After tallying more than 20,000 votes from its community of Windows Azure developers, Microsoft announced that Black Girls Code is the first-place recipient of its AzureDev community campaign grants.
Microsoft announced the availability of the grants at last year’s Build conference, and asked developers to vote on their favorite nonprofit that provides tech education.
BGC, a Oakland, Calif.-based organization that encourages young girls of color to enter computer science and STEM fields, will receive $50,000 to continue its mission.
“By reaching out to the community through workshops, hackathons and after-school programs, Black Girls Code introduces computer programming and technology to girls from underrepresented communities, BGC founder Kimberly Bryant said in the post announcing the grant. “This grant will allow us to expand these program offerings in our existing chapters, and help us launch in 10 new cities in 2014. It will also provide funding to increase our staff in order to support our programs across the country.”

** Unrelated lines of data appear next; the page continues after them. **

Issue #139, opened 2023-01-25
Add email verification


timiimit:
When user registers, email should be sent to his email address. This email would contain a link which verifies the account once it is clicked. If account is not verified within an hour since account creation account should be deleted.

All existing users would have 1 month of time to verify their accounts before they are deleted as well in case they are not verified through email.

Make sure to ban public email services such as `mailinator.com`.

PR #201, opened 2023-02-20
AWS SES implementation

belmirp:
This PR implements the following:

- Sending email as text or HTML via AWS SES
- Sending activation link upon registering new account
- Preventing users which are not in Active status from logging in
- Resending activation link
- Requesting password reset and sending reset link to the email
- Resetting password


Saibamen:
Please fix warnings from linters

Seattle-based Code.org was the second-place grant recipient, and will receive $20,000 to help with its mission. In particular, Roxanne Emadi, Code.org’s Grass Roots and Social Strategist highlighted three objectives that the organization will be using the grant for:
- Urging the now 33 out of 50 states that don’t count computer science towards graduation requirements to change laws
- Developing 20 hours of free introductory courses for students, and professional development for teachers
- Recruiting 100 million students to try computer science for an hour in 2014 with the Hour of Code
CoderDojo, Teaching Kids Programming, and CodeDay each received $10,000 as third place finishers.